The problem:
Set down exactly the lines in the records below that run from the line with "PR #211, opened 2016-07-20" to the line with "No problems! Thanks", inclusive, and nothing more.

Listed entries:
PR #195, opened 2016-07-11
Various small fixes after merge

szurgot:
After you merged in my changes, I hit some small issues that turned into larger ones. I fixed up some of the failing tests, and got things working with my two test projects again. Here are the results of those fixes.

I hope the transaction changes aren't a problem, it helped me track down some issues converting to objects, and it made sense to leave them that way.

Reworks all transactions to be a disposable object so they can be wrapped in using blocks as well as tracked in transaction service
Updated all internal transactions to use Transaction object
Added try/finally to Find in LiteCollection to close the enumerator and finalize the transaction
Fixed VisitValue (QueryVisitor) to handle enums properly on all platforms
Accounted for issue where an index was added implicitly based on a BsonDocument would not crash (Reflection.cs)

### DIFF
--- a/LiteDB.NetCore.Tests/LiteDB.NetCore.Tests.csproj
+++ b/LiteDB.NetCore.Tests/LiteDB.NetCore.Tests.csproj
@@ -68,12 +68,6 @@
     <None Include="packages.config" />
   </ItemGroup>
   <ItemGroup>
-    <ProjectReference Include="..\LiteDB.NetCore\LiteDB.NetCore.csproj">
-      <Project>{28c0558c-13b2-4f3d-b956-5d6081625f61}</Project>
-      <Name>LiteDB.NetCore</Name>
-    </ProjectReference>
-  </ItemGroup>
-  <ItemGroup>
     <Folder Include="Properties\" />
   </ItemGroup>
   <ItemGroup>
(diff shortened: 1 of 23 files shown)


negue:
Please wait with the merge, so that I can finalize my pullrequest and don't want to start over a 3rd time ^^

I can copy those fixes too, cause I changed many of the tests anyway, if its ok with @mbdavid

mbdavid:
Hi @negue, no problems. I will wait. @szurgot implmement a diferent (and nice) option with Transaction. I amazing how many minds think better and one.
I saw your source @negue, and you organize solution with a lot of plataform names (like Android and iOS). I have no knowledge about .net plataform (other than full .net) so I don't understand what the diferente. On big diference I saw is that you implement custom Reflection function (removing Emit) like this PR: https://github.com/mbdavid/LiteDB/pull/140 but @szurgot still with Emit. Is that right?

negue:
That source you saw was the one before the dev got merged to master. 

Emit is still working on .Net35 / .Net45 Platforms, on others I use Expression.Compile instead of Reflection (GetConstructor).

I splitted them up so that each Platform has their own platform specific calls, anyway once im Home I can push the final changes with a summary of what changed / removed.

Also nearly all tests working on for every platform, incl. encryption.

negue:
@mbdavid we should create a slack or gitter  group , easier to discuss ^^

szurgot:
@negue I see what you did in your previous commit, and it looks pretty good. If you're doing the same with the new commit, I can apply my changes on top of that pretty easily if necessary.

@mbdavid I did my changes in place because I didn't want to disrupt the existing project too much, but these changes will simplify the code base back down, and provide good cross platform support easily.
==
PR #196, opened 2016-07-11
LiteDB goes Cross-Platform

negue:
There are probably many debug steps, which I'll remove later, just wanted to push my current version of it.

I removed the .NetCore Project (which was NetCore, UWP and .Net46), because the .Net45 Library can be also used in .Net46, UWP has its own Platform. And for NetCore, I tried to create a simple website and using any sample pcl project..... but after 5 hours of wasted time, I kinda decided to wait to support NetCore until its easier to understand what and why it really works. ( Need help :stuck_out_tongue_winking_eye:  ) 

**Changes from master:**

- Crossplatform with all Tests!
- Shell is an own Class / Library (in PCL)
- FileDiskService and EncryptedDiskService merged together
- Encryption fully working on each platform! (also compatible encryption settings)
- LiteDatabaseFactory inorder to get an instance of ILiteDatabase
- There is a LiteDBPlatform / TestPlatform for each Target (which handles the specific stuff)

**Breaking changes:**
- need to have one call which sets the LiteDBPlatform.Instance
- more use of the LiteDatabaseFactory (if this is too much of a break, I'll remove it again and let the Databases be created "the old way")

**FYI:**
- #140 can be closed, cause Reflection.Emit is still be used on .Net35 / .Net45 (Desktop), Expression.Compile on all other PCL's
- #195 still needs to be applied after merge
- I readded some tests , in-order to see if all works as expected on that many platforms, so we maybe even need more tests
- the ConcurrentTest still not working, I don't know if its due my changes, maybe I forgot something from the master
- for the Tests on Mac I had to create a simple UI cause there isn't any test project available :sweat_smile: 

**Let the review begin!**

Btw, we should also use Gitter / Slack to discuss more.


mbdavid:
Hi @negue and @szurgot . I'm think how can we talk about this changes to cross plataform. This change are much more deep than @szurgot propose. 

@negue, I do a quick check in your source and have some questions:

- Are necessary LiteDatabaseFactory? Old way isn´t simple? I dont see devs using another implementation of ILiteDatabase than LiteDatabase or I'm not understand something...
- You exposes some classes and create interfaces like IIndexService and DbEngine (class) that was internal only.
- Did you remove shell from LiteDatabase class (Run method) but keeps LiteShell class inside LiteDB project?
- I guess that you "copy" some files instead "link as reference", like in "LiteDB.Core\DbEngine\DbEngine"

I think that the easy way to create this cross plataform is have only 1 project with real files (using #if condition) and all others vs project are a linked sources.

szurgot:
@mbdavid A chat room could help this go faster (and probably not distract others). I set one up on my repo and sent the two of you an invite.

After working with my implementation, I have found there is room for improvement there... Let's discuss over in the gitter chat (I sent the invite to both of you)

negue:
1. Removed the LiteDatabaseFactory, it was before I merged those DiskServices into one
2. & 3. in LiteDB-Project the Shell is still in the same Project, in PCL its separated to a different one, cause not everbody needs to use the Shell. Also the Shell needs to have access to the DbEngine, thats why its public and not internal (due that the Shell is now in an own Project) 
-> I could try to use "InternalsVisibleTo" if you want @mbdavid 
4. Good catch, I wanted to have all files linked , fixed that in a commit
---
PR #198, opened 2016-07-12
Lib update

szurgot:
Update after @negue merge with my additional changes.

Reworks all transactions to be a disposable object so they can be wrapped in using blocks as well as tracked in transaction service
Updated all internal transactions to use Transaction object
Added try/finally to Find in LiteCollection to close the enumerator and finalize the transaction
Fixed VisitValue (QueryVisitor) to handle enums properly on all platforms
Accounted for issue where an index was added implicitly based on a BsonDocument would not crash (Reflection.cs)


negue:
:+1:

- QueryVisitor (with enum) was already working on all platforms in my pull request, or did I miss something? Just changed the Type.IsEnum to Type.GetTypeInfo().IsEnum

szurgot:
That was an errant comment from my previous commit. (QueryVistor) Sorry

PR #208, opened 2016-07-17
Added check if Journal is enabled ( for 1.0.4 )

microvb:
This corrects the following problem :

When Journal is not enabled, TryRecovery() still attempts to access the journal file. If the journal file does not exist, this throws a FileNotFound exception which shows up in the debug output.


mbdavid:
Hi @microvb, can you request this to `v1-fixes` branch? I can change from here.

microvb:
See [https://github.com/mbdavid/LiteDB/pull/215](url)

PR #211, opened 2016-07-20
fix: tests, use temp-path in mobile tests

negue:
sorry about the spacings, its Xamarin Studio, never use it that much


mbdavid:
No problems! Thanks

Solution to the exercise:
PR #211, opened 2016-07-20
fix: tests, use temp-path in mobile tests

negue:
sorry about the spacings, its Xamarin Studio, never use it that much


mbdavid:
No problems! Thanks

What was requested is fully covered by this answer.